At lunch, from her desk, Sally met Justin at the Shadow Billy Goat.
“It was worth a try,” Sally said. She didn’t tell him she knew he’d been regenerated from one of Sam Coyne’s cells – almost like a plant clipping, Sally thought in her most cynical moments. Justin would be horrified if he knew she’d found out, and after her confrontation with Coyne (which she had described to him minus that most important detail), her sudden change of heart on Justin’s Wicker Man theory needed no explanation.
“Yep,” Justin said.
“We’ve got to catch Coyne in the act, somehow. In real life this time. I think it’s the only way.”

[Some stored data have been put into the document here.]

PR #2027, opened 2016-11-02
Include non-enum states in serialized projects

zwolf:
Serializes non-enum (presently `paused` and `finished`) states. If your params include `{ state: [live] }` (or any other boolean on Project, all of which are indexed), your results will be filtered by that attribute. Might have made this _too_ flexible, since any `state` sent that isn't in the enum will be set to `true` and thrown into the serializer, but we'll see if you think so.

# Review checklist

### DIFF
--- a/app/serializers/project_serializer.rb
+++ b/app/serializers/project_serializer.rb
@@ -21,12 +21,20 @@ class ProjectSerializer
     subjects_export: { include: false },
     aggregations_export: { include: false }
   can_filter_by :display_name, :slug, :beta_requested, :beta_approved,
-    :launch_requested, :launch_approved, :private, :state
+    :launch_requested, :launch_approved, :private, :state, :live
   can_sort_by :launch_date, :activity, :completeness, :classifiers_count,
     :updated_at, :display_name
 
   def self.page(params = {}, scope = nil, context = {})
-    params["state"] = Project.states[params["state"]] if params.key?("state")
+    if params.key?("state")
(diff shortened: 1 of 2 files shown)


app/serializers/project_serializer.rb
```diff
@@ -21,12 +21,20 @@ class ProjectSerializer
...
   can_sort_by :launch_date, :activity, :completeness, :classifiers_count,
     :updated_at, :display_name
 
   def self.page(params = {}, scope = nil, context = {})
-    params["state"] = Project.states[params["state"]] if params.key?("state")
+    if params.key?("state")
+      if Project.states.include?(params["state"])
+        params["state"] = Project.states[params["state"]]
+      else
+        params[params["state"]] = true
```
camallen: I think this could result in unexpected responses from valid query params, e.g. 
`?launch_approved=false&state=launch_approved` 

This would negate the specific query param resulting in `params[launch_approved]=true`

zwolf: it is, w/o a doubt, a hack. If you'd rather, I can add `if project["state"] == "live"` and only replace `params["state"]` with `params["live"] == true`. Less generalized, but the other booleans are all included in `can_filter_by` anyway.

camallen: you make the call

zwolf:
k, I'll make it alter just the "live" attribute for now. Don't much care for the nested conditionals, but I'm fine with this until we can make the full state refactor.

“I graduate in a couple weeks,” Justin said. “I’ll have some time after that. Maybe stake him out for real. I’m getting my license this summer, too.”
Barwick said, “You’re graduating? I had no idea. Congratulations. Where are you going to school next year?”
“I’m not. Taking a year off. My grades and SATs are good enough to get me in just about anywhere I want. But I’m too young for college.”
“What are you going to do?”
“Read,” Justin said. “The stuff I want to read. Not the books they give you in school. Maybe go see my dad.”
Sally tried to remember those late-night conversations through the computer and across the car seat outside Coyne’s Shadow apartment. “In New Mexico, right?”
“Right. Spend some time thinking about who I am. Who I’m supposed to be. What I’m supposed to do. I need to pursue that. This other stuff – school – gets in the way.”
“What? You mean, like, find yourself?” She couldn’t disguise a laugh.
“Something like that.”
“I don’t know that we’re supposed to do anything, Justin. Except be.”
“Maybe you’re not,” he said.
Barwick couldn’t tell if the remark was meant to be insulting or if it was just self-absorbed. She decided generously on the latter.
Back in his office, with a day’s worth of stories and assignments to approve, Malik began looking up everything he could on Samuel Coyne of Ginsburg and Addams. He found pictures of the man in a tux at charity dinners, and some for-the-record denials on behalf of his clients in the business page archives. He looked a little bit like a handsome asshole. Not at all like a killer. But then, what’s a killer look like before you know he’s killed? Coyne didn’t look like a murderer, but that didn’t mean he wasn’t one. Only that Malik had been unconvinced.
The Wicker Man, he thought. Is there any way she could be right?
– 84 -
Alone at home, Martha opened a bottle of expensive Cabernet she’d grown tired of saving. She poured wine into a deep glass up to the widest part of the bowl and let it sit on the kitchen table until the surface became still, staring into and through it as if it were a ruby crystal ball. Finding no answers there, she grabbed the glass by the stem, painted the back of her tongue with the Cab, and closed her eyes.
Justin was out. For the third time this week. Some nights he didn’t come home. There were things she knew, things she suspected, things she feared, and almost nothing she could talk about with him.
It was after nine o’clock and he could be anywhere. He didn’t have a car and his bike was still here, but his friends – what friends he had – were older and most had their own cars, fast cars with poor safety ratings. Plus, there were enough places to find trouble within a few minutes’ walk. The least of which was not the home of Dr. Davis Moore, just six suburban blocks away.